- Tron price is rejected as it attempts to break out above pennant formation.
- TRX sees bulls exiting again as the window for a Christmas rally closes.
- Expect a decline to either $0.053 or $0.051 once support fails.
Tron (TRX) price sees bulls giving up on their attempts to overcome the bearish pressure from the current pennant that is trapping price action. To make matters worse, cryptocurrencies as a whole are taking a step back, which builds more bearish pressure and motivation. Expect either the ascending trend line to hold or break, with a binary outcome in the remaining days of 2022.
Tron traders can choose for dessert either 2% or 6% losses
Tron price receives three firm rejections in just three trading days as traders recover from their Christmas dinner indigestion. The first rejection occurred on Sunday, the 25th, with a rejection on the topside at the monthly pivot. The second and third were similar, with bulls being prevented from breaking higher and unable to trash the red descending trend line on Monday the 26th and this Tuesday morning in the ASIA PAC session.

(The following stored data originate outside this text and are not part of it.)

PR #3068, opened 2021-09-03
Remove dev databases if chain starts from scratch

dapplion:
**Motivation**

When running dev command again, the db must be whiped out or bad things happens:
- slashing protection db invalidates everything

**Description**

Remove dev databases if no genesisTime option is passed


q9f:
:+1: I was also looking into that. Also, the `--reset` flag for `--dev` is broken too.

wemeetagain (approved):

PR #3073, opened 2021-09-03
no default read of the configFile and paramsFile, persistence of these files removed

### LINKED ISSUE #2282: Review if `node-prometheus-gc-stats` is needed
See https://github.com/siimon/prom-client/pull/361#discussion_r400430717

From https://github.com/SimenB/node-prometheus-gc-stats/issues/72

### LINKED ISSUE #2983: Persisted config overwrites new Pyrmont fork config
**Describe the bug**

Our Pyrmont node did not apply the new config merged in https://github.com/ChainSafe/lodestar/pull/2975

The cause is that the cli beacon cmd had persisted a `config.yaml` in the rootDir with these values

```
'PRESET_BASE': 'mainnet'
'MIN_GENESIS_ACTIVE_VALIDATOR_COUNT': '16384'
'MIN_GENESIS_TIME': '1605700800'
'GENESIS_FORK_VERSION': '0x00002009'
'GENESIS_DELAY': '432000'
'ALTAIR_FORK_VERSION': '0x01000000'
'ALTAIR_FORK_EPOCH': '18446744073709551615'
'MERGE_FORK_VERSION': '0x02000000'
'MERGE_FORK_EPOCH': '18446744073709551615'
'SHARDING_FORK_VERSION': '0x03000000'
'SHARDING_FORK_EPOCH': '18446744073709551615'
'TRANSITION_TOTAL_DIFFICULTY': '4294967296'
'SECONDS_PER_SLOT': '12'
'SECONDS_PER_ETH1_BLOCK': '14'
'MIN_VALIDATOR_WITHDRAWABILITY_DELAY': '256'
'SHARD_COMMITTEE_PERIOD': '256'
'ETH1_FOLLOW_DISTANCE': '2048'
'INACTIVITY_SCORE_BIAS': '4'
'INACTIVITY_SCORE_RECOVERY_RATE': '16'
'EJECTION_BALANCE': '16000000000'
'MIN_PER_EPOCH_CHURN_LIMIT': '4'
'CHURN_LIMIT_QUOTIENT': '65536'
'DEPOSIT_CHAIN_ID': '5'
'DEPOSIT_NETWORK_ID': '5'
'DEPOSIT_CONTRACT_ADDRESS': '0x8c5fecdc472e27bc447696f431e425d02dd46a8c'
```

When the command starts again, reads this config and overwrites the new default values with those. Note that it includes `ALTAIR_FORK_EPOCH`.

**Expected behavior**

- If the user hasn't explicitly customized a config we **should not** persist the defaults. It will prevent our nodes from forking to altair in existing networks.
- I'm not even sure that we should persist the config file at all. We have to expose an option for users to provide a custom config file, but what's the point storing it if the user doesn't need to? Note that this routine comes back from when we used a two step process with init then run.
- Add more logging in the beacon node about current fork:
  - On start, the cli should log the current fork
  - When a fork transition happens, the chain should log that
  - Metrics must include a text field with the current fork name

g11tech:
**Motivation**
PR removes default reading of the configFile and paramsFile files without explicit flags. also when flags provided but files don't exists logs error onto the terminal to bring it to the user attentions as follows:

image

**Description**

partially closes #2983


dapplion (commented):
Thanks for the PR! If the user provided a flag for a file and the file is not found, the CLI must error and stop, not show an error and continue.

Also please check CI, type errors

g11tech:
> Thanks for the PR! If the user provided a flag for a file and the file is not found, the CLI must error and stop, not show an error and continue.
> 
> Also please check CI, type errors

@dapplion  understood for cli to throw error.
e2e test cases that are failing are where we init (`init.test.ts`), and then test the beacon config file options that are written. these test cases won't make sense in the new scheme. should i just remove them for now and later figure out a way to test the executed configuration?

g11tech:
or we dump the options like before (in a separate beaon.config.dump.json, network.params.dump.yml , just to inspect/run test cases against them)

dapplion (dismissed):
Looks great thanks!

PR #3086, opened 2021-09-06
config api interoperability with lighthouse

g11tech:
**Motivation**
The goal is to make validator interoperable with lighthouse
The commit is trying to match case of data received from lighthouse beacon node, issue is our beacon servers snake case for config data using jsonopts while lighthouse serves constant case for the spec config data. This PR demos one way to do that.

DEPENDENCY: ssz PR to extend expected case: https://github.com/ChainSafe/ssz/pull/184 to be merged in ssz with ssz released and package version updated.

even after matching case, got this missing data field error in lighthouse data:

image

which basically implies that lighthouse latest stable branch doesn't has the  field. this raises some questions of tracking the version of api.

Also the expectedCase filling of the container data doesn't seem to be the correct approach, because of container nesting like {data:configObj} where data is snake, and configObj is constant case. Ideally if there has to be any case specification of container fields it has to be with the container structure itself (along with fields) and then we don't need to pass any expected case opts.
This needs more discussion and debate.

**Description**

Closes #issue_number

### DIFF
--- a/packages/api/src/client/utils/client.ts
+++ b/packages/api/src/client/utils/client.ts
@@ -72,7 +72,7 @@ export function generateGenericJsonClient<
       const res = await fetchFn.json<Json>(fetchOptsSerializer(...args));
       if (returnType) {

TRX price is thus set to drop back in a hopefully contained decline, towards $0.053 at the green ascending trend line. That would mean a 2% decline from where Tron currently resides and could still trigger a bounce back up for a breakout. Should the green ascending trend line break, a leg lower towards $0.051 looks to be the next outcome at the pivotal level of March 25, 2021, with 6% losses.
TRX/USD daily chart
Of course, any upside move would see quite a bullish response if the red descending trend line were to get broken. In the short squeeze that would follow, price would likely see a 10% increase. In terms of price action, that would mean Tron price reaching around $0.060.